I've seen custom-made speakers integrated into 100 pound blocks used as
the mounting base. The blocks were made from cement mixed with lead
I've never seen speakers suspended from the ceiling (so that they're
almost touching the floor) but if you want to isolate the speakers from
the floor - that's what you'd have to do. Use stainless-steel aircraft
cable for that modern look.
On 12/11/2010 9:30 AM, firstname.lastname@example.org wrote:
Or hit the dumpster behind the appliance store- those 2-inch slabs of
closed-cell foam (NOT the molded styro things) used to pack high-end
heavy electronics, make great vibration dampers. They are designed to
protect expensive stuff in the box, as the semi bounces over chuckholes.
Stack up a bunch of squares cut from those. I'm currently accumulating a
stack at work from an ongoing project, but haven't figured out how to
painlessly get them home yet. Great for carving equipment case liners
out of, and they don't rot away into black crud like the fancy foam kits do.
Not a bad start.
You could suspend them.
Or continue with your idea. A sandwich: Low density, high density,
low density, high density, low density...
The low density is what is stopping conductance of the bass. The high
density is what is holding it together. Lost of ways to go about that.
Low density could be air (use spacers or threaded rod/nuts), foam,
corrugated cardboard. High density could be plyood.
Even if you suspend the speakers from the ceiling, the low frequencies
coming from the speakers will still couple with the room acoustics and
your floor and walls will still probably vibrate almost as much as if
the speakers were in contact with the floor.
Does your speaker setup include a dedicated sub-woofer, or do you have
large, full-range speakers such that you don't need a sub-woofer?
I personally feel that any sound system with a sub-woofer is
sub-standard compared to having 2 or 4 large, full-range speakers. The
use of sub-woofers will almost certainly not accurately reproduce the
sonic content in recorded material - you will get an over-emphasis (to
the point of distortion) of the low frequency content.
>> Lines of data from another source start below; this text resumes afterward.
PR #92154, opened 2023-09-15
Add remaining set of TensorPrimitives APIs for .NET 8

stephentoub:
Represents the last planned .NET 8 surface area for TensorPrimitives (but not the last PR to improve it).

Adds non-vectorized implementations of:
- Max
- MaxMagnitude
- IndexOfMax
- IndexOfMaxMagnitude
- Min
- MinMagnitude
- IndexOfMin
- IndexOfMinMagnitude
- ConvertToHalf (only on .NET Core)
- ConvertToSingle (only on .NET Core)

Adds vectorized implementations of:
- Sum
- SumOfSquares
- SumOfMagnitudes
- Product
- ProductOfSums
- ProductOfDifferences

Vectorizes the implementations of:
- CosineSimilarity
- Distance
- L2Normalize
- Dot

Beyond vectorizing the non-vectorized ones, the vectorized implementations should be improved further, including:
- Handling alignment better
- Vectorizing the remainder that doesn't fit in a vector rather than falling back to scalar

### DIFF
--- a/src/libraries/System.Numerics.Tensors/src/System/Numerics/Tensors/TensorPrimitives.cs
+++ b/src/libraries/System.Numerics.Tensors/src/System/Numerics/Tensors/TensorPrimitives.cs
@@ -533,7 +533,6 @@ namespace System.Numerics.Tensors
                 ThrowHelper.ThrowArgument_SpansMustBeNonEmpty();
             }
 
-            float result = float.PositiveInfinity;
             float resultMag = float.PositiveInfinity;
 
             for (int i = 0; i < x.Length; i++)
@@ -555,18 +554,16 @@ namespace System.Numerics.Tensors
 
                     if (currentMag < resultMag)
                     {
-                        result = current;
                         resultMag = currentMag;
                     }
                 }
                 else if (IsNegative(current))
                 {
-                    result = current;
                     resultMag = currentMag;
                 }
             }
 
-            return result;
+            return resultMag;
         }
 
         /// <summary>Computes the index of the maximum element in <paramref name="x"/>.</summary>
--- a/src/libraries/System.Numerics.Tensors/src/System/Numerics/Tensors/TensorPrimitives.cs
+++ b/src/libraries/System.Numerics.Tensors/src/System/Numerics/Tensors/TensorPrimitives.cs
@@ -410,5 +410,448 @@ namespace System.Numerics.Tensors
                 destination[i] = 1f / (1 + MathF.Exp(-x[i]));
             }
         }
+
+        /// <summary>Computes the maximum element in <paramref name="x"/>.</summary>
+        /// <param name="x">The tensor, represented as a span.</param>
+        /// <returns>The maximum element in <paramref name="x"/>.</returns>
+        /// <exception cref="ArgumentException">Length of '<paramref name="x" />' must be greater than zero.</exception>
+        public static float Max(ReadOnlySpan<float> x)
+        {
+            if (x.IsEmpty)
+            {
+                ThrowHelper.ThrowArgument_SpansMustBeNonEmpty();
+            }
+
+            float result = float.NegativeInfinity;
+
+            for (int i = 0; i < x.Length; i++)
+            {
+                // This matches the IEEE 754:2019 `maximum` function.
+                // It propagates NaN inputs back to the caller and
+                // otherwise returns the greater of the inputs.
+                // It treats +0 as greater than -0 as per the specification.
+
+                float current = x[i];
+
+                if (current != result)
+                {
+                    if (float.IsNaN(current))
+                    {
+                        return current;
+                    }
+
+                    if (result < current)
+                    {
+                        result = current;
+                    }
+                }
+                else if (IsNegative(result))
+                {
+                    result = current;
+                }
+            }
+
+            return result;
+        }
+
+        /// <summary>Computes the minimum element in <paramref name="x"/>.</summary>
+        /// <param name="x">The tensor, represented as a span.</param>
+        /// <returns>The minimum element in <paramref name="x"/>.</returns>
+        /// <exception cref="ArgumentException">Length of '<paramref name="x" />' must be greater than zero.</exception>
+        public static float Min(ReadOnlySpan<float> x)
+        {
+            if (x.IsEmpty)
+            {
+                ThrowHelper.ThrowArgument_SpansMustBeNonEmpty();
+            }
+
+            float result = float.PositiveInfinity;
+
+            for (int i = 0; i < x.Length; i++)
+            {
+                // This matches the IEEE 754:2019 `minimum` function
+                // It propagates NaN inputs back to the caller and
+                // otherwise returns the lesser of the inputs.
+                // It treats +0 as greater than -0 as per the specification.
+
+                float current = x[i];
+
+                if (current != result)
+                {
+                    if (float.IsNaN(current))
+                    {
+                        return current;
+                    }
+
+                    if (current < result)
+                    {
+                        result = current;
+                    }
+                }
+                else if (IsNegative(current))
+                {
+                    result = current;
+                }
+            }
+
+            return result;
+        }
+
+        /// <summary>Computes the maximum magntude of any element in <paramref name="x"/>.</summary>
+        /// <param name="x">The tensor, represented as a span.</param>
+        /// <returns>The maximum magnitude of any element in <paramref name="x"/>.</returns>
+        /// <exception cref="ArgumentException">Length of '<paramref name="x" />' must be greater than zero.</exception>
+        public static float MaxMagnitude(ReadOnlySpan<float> x)
+        {
+            if (x.IsEmpty)
+            {
+                ThrowHelper.ThrowArgument_SpansMustBeNonEmpty();
+            }
+
+            float result = float.NegativeInfinity;
+            float resultMag = float.NegativeInfinity;
+
+            for (int i = 0; i < x.Length; i++)
+            {
+                // This matches the IEEE 754:2019 `maximumMagnitude` function.
+                // It propagates NaN inputs back to the caller and
+                // otherwise returns the input with a greater magnitude.
+                // It treats +0 as greater than -0 as per the specification.
+
+                float current = x[i];
+                float currentMag = Math.Abs(current);
+
+                if (currentMag != resultMag)
+                {
+                    if (float.IsNaN(currentMag))
+                    {
+                        return currentMag;
+                    }
+
+                    if (resultMag < currentMag)
+                    {
+                        result = current;
+                        resultMag = currentMag;
+                    }
+                }
+                else if (IsNegative(result))
+                {
+                    result = current;
+                    resultMag = currentMag;
+                }
+            }
+
+            return resultMag;
+        }
+
+        /// <summary>Computes the minimum magntude of any element in <paramref name="x"/>.</summary>
+        /// <param name="x">The tensor, represented as a span.</param>
+        /// <returns>The minimum magnitude of any element in <paramref name="x"/>.</returns>
+        /// <exception cref="ArgumentException">Length of '<paramref name="x" />' must be greater than zero.</exception>
+        public static float MinMagnitude(ReadOnlySpan<float> x)
+        {
+            if (x.IsEmpty)
+            {
+                ThrowHelper.ThrowArgument_SpansMustBeNonEmpty();
+            }
+
+            float result = float.PositiveInfinity;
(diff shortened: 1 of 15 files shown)


src/libraries/System.Numerics.Tensors/src/System/Numerics/Tensors/TensorPrimitives.netcore.cs
```diff
@@ -760,6 +1032,54 @@ public static partial class TensorPrimitives
...
+        {
+            public static float Invoke(float x) => x;
+            public static Vector128<float> Invoke(Vector128<float> x) => x;
+            public static Vector256<float> Invoke(Vector256<float> x) => x;
+#if NET8_0_OR_GREATER
+            public static Vector512<float> Invoke(Vector512<float> x) => x;
+#endif
+        }
+
+        private readonly struct LoadSqared : IUnaryOperator
```
gfoidl, line 1045: Super nit 😉
```suggestion
        private readonly struct LoadSquared : IUnaryOperator
```

src/libraries/System.Numerics.Tensors/src/System/Numerics/Tensors/TensorPrimitives.netstandard.cs
```diff
@@ -390,6 +483,30 @@ public static partial class TensorPrimitives
             public Vector<float> Invoke(Vector<float> x, Vector<float> y, Vector<float> z) => (x * y) + z;
         }
 
+        private readonly struct LoadIdentity : IUnaryOperator
+        {
+            public float Invoke(float x) => x;
+            public Vector<float> Invoke(Vector<float> x) => x;
+        }
+
+        private readonly struct LoadSqared : IUnaryOperator
```
gfoidl, line 492:
```suggestion
        private readonly struct LoadSquared : IUnaryOperator
```

gfoidl (commented):
Just scrolled over it...

src/libraries/System.Numerics.Tensors/src/System/Numerics/Tensors/TensorPrimitives.cs
```diff
@@ -253,5 +253,448 @@ public static void Tanh(ReadOnlySpan<float> x, Span<float> destination)
...
+
+                        if (max < current)
+                        {
+                            result = i;
+                            max = current;
+                        }
+                    }
+                    else if (IsNegative(max))
+                    {
+                        result = i;
```
ericstj, line 472: This returns the last index of `+0` whereas for `NaN` we return the first index. Is that expected?  Same feedback for all the `IndexOf*` methods.

src/libraries/System.Numerics.Tensors/src/System/Numerics/Tensors/TensorPrimitives.cs
```diff
@@ -253,5 +253,448 @@ public static void Tanh(ReadOnlySpan<float> x, Span<float> destination)
...
+                else if (IsNegative(current))
+                {
+                    result = current;
+                }
+            }
+
+            return result;
+        }
+
+        /// <summary>Computes the maximum magntude of any element in <paramref name="x"/>.</summary>
```
jeffhandley, line 343: Spelling:
```suggestion
        /// <summary>Computes the maximum magnitude of any element in <paramref name="x"/>.</summary>
```

src/libraries/System.Numerics.Tensors/src/System/Numerics/Tensors/TensorPrimitives.cs
```diff
@@ -253,5 +253,448 @@ public static void Tanh(ReadOnlySpan<float> x, Span<float> destination)
...
+                {
+                    result = current;
+                    resultMag = currentMag;
+                }
+            }
+
+            return resultMag;
+        }
+
+        /// <summary>Computes the minimum magntude of any element in <paramref name="x"/>.</summary>
```
jeffhandley, line 390: Spelling:
```suggestion
        /// <summary>Computes the minimum magnitude of any element in <paramref name="x"/>.</summary>
```

jeffhandley (approved):

src/libraries/System.Numerics.Tensors/src/System/Numerics/Tensors/TensorPrimitives.cs
stephentoub: I don't know what the desired behavior is, but under the assumption we want to return the first, I changed it.

ericstj (approved):
I have skimmed these where I understand them - did my best on the vectorized methods.  Can't find any issues. :shipit:

src/libraries/System.Numerics.Tensors/src/System/Numerics/Tensors/TensorPrimitives.netcore.cs
```diff
@@ -9,6 +9,336 @@ namespace System.Numerics.Tensors
...
+            {
+                ref float xRef = ref MemoryMarshal.GetReference(x);
+                ref float yRef = ref MemoryMarshal.GetReference(y);
+
+                Vector512<float> dotProductVector = Vector512<float>.Zero;
+                Vector512<float> xSumOfSquaresVector = Vector512<float>.Zero;
+                Vector512<float> ySumOfSquaresVector = Vector512<float>.Zero;
+
+                // Process vectors, summing their dot products and squares, as long as there's a vector's worth remaining.
+                int oneVectorFromEnd = x.Length - Vector<float>.Count;
```
gfoidl, line 77:
```suggestion
                int oneVectorFromEnd = x.Length - Vector512<float>.Count;
```
?

src/libraries/System.Numerics.Tensors/src/System/Numerics/Tensors/TensorPrimitives.netcore.cs
```diff
@@ -9,6 +9,336 @@ namespace System.Numerics.Tensors
...
+            {
+                ref float xRef = ref MemoryMarshal.GetReference(x);
+                ref float yRef = ref MemoryMarshal.GetReference(y);
+
+                Vector256<float> dotProductVector = Vector256<float>.Zero;
+                Vector256<float> xSumOfSquaresVector = Vector256<float>.Zero;
+                Vector256<float> ySumOfSquaresVector = Vector256<float>.Zero;
+
+                // Process vectors, summing their dot products and squares, as long as there's a vector's worth remaining.
+                int oneVectorFromEnd = x.Length - Vector<float>.Count;
```
gfoidl, line 108:
```suggestion
                int oneVectorFromEnd = x.Length - Vector256<float>.Count;
```

src/libraries/System.Numerics.Tensors/src/System/Numerics/Tensors/TensorPrimitives.netcore.cs
```diff
@@ -9,6 +9,336 @@ namespace System.Numerics.Tensors
...
+                do
+                {
+                    Vector256<float> xVec = Vector256.LoadUnsafe(ref xRef, (uint)i);
+                    Vector256<float> yVec = Vector256.LoadUnsafe(ref yRef, (uint)i);
+
+                    dotProductVector += (xVec * yVec);
```
gfoidl, line 114: Here we have paranthesis, in the Vector512 path above not. Please make that consistent (either way).

src/libraries/System.Numerics.Tensors/src/System/Numerics/Tensors/TensorPrimitives.netcore.cs
```diff
@@ -9,6 +9,336 @@ namespace System.Numerics.Tensors
...
+            {
+                ref float xRef = ref MemoryMarshal.GetReference(x);
+                ref float yRef = ref MemoryMarshal.GetReference(y);
+
+                Vector128<float> dotProductVector = Vector128<float>.Zero;
+                Vector128<float> xSumOfSquaresVector = Vector128<float>.Zero;
+                Vector128<float> ySumOfSquaresVector = Vector128<float>.Zero;
+
+                // Process vectors, summing their dot products and squares, as long as there's a vector's worth remaining.
+                int oneVectorFromEnd = x.Length - Vector<float>.Count;
```
gfoidl, line 137:
```suggestion
                int oneVectorFromEnd = x.Length - Vector128<float>.Count;
```

src/libraries/System.Numerics.Tensors/src/System/Numerics/Tensors/TensorPrimitives.netcore.cs
```diff
@@ -9,6 +9,336 @@ namespace System.Numerics.Tensors
...
+                while (i <= oneVectorFromEnd);
+
+                // Sum the vector lanes into the scalar result.
+                dotProduct += Vector128.Sum(dotProductVector);
+                xSumOfSquares += Vector128.Sum(xSumOfSquaresVector);
+                ySumOfSquares += Vector128.Sum(ySumOfSquaresVector);
+            }
+
+            // Process any remaining elements past the last vector.
+            for (; (uint)i < (uint)x.Length; i++)
```
gfoidl, line 158:
```suggestion
            for (; i < x.Length; i++)
```
Are the casts needed here? Index access below is with `int`, so I don't see any benefit from the `uint` in the loop.

src/libraries/System.Numerics.Tensors/src/System/Numerics/Tensors/TensorPrimitives.netcore.cs
```diff
@@ -9,6 +9,336 @@ namespace System.Numerics.Tensors
...
+                    i += Vector256<float>.Count;
+                }
+                while (i <= oneVectorFromEnd);
+
+                // Sum the vector lanes into the scalar result.
+                dotProduct += Vector256.Sum(dotProductVector);
+                xSumOfSquares += Vector256.Sum(xSumOfSquaresVector);
+                ySumOfSquares += Vector256.Sum(ySumOfSquaresVector);
+            }
+            else if (Vector128.IsHardwareAccelerated && x.Length >= Vector128<float>.Count)
```
gfoidl, line 127: Instead of `else if` this coulbe be an `if` checking against the remaining elements, in order to process more elements vectorized. I.e. for Vector256 there could remain 7 floats, which can then be processed via 1 Vector128 and 3 scalar loops. Similar to Vec512.

---

Or some more complicated code where the remainder is done vectorized too, by shifting and masking (zeroing) the duplicated vec-elements.
Sure, this can be done after that PR too...(with extensive measures if it's actually faster).

src/libraries/System.Numerics.Tensors/src/System/Numerics/Tensors/TensorPrimitives.netcore.cs
gfoidl: I wonder if there's  a way to test this. We access the elements in "unsafe" manner, so no bound checking done.

Say `Vector<float>.Count > Vector128<float>.Count`, so less than possible is done vectorized.
Say `Vector<float>.Count < Vector512<float>.Count`*, then it's read beyond the limits (maybe AV, but for spans they could be sliced from a bigger chunk, so AV is not very likely to a robust detection here).

The first case can be checked via review and perf-tests.
Is there a strategy for the latter case? Maybe an analyzer worth it (that flags uses of wrong VecXYZ inside an if-block)?
A more verbose variant would be to have read-/write-wrapper where the bounds are specified to use that for DEBUG builds, and for RELEASE the vanish.

\* ATM I don't know if `Vector<T>.Count` is Vec256.Count or does it use Vec512.Count? I know that there's an env-variable which can set the max bits for vector, but for the default value I don't remember.

src/libraries/System.Numerics.Tensors/src/System/Numerics/Tensors/TensorPrimitives.netcore.cs
stephentoub: Technically the cast on the right shouldn't be necessary, but that's only a recent development, and so most of our code does so, and this is just staying consistent with that until they're all cleaned up. On the left hand side, unless the JIT can prove `i` isn't negative, it's necessary to enable it to avoid a bounds check (although there's another issue that prevents it from doing so with some loop shapes).

src/libraries/System.Numerics.Tensors/src/System/Numerics/Tensors/TensorPrimitives.netcore.cs
stephentoub: > Or some more complicated code where the remainder is done vectorized too

Right, I call that out in the PR description.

Your goal may not be to obtain accurate sound reproduction, but instead
to impress your friends by having a sound system that rattles their
internal organs. I don't know.
You are a bright guy, but I don't know how much experience you have with
designing speakers and rooms.
The problem at hand is keeping bass from coupling into the concrete of
the apartment structure.
A speaker is a resonant box, whether it is sealed or ported. That
resonance is designed in to extend the bottom end. This is all
calculated. You make the box as stiff as possible, but there are
reasonable limits (there are sand filled double wall boxes, which is
really off the chart). As a result the box will vibrate, and you don't
want to conduct that into the floor or everyone in the apartment
building will hear that low end rumbling.
The sound coming from the speaker itself will be best contained by
having dense room walls, there is little that can be done for that now.
Some bass will couple into the floor regardless, but this is much weaker
Bass has limited directionality, the more so the lower you go. It's a
factor of the wavelength. That is why you can do dedicated sub woofers.
The sound origin does not have to be close as it does for higher
frequencies. Whether people crank up the sub too much is a different
matter. They do.
As far as speaker size, larger diameter speakers develop the sound
much further out. That is why large speakers in cars can be heard from
so far away, but are not that overbearing in the car. Somewhat related
to why bands can never get the bass player to turn down!
I've run live sound, built monster touring sound systems, worked as an
engineer in radio, designed high end car audio. Not the most
experienced, but I have a background... currently just a programmer and
out of the biz.
Are we talking about having the luxury of designing and building a room
specificially for A/V use, or are we talking about making do with
what-ever room we have?
Correct me if I'm wrong, but this thread did not seem to be about
"designing speakers and rooms", so I did not say anything on that topic.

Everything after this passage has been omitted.